PR #1312, opened 2026-08-17
pin CLI: resolve paths through method lookup, unsilence messages, fix bare arrows

apiology:
## Problem

Three `solargraph pin` behaviors made diagnosis harder than it needs to be.

**A path that names no pin of its own described nothing**, even when Ruby would happily call the method. Given:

────────────────────

Work to be completed:
Identify all lines in the records above with the word "method".

Response to this task:
pin CLI: resolve paths through method lookup, unsilence messages, fix bare arrows
**A path that names no pin of its own described nothing**, even when Ruby would happily call the method. Given:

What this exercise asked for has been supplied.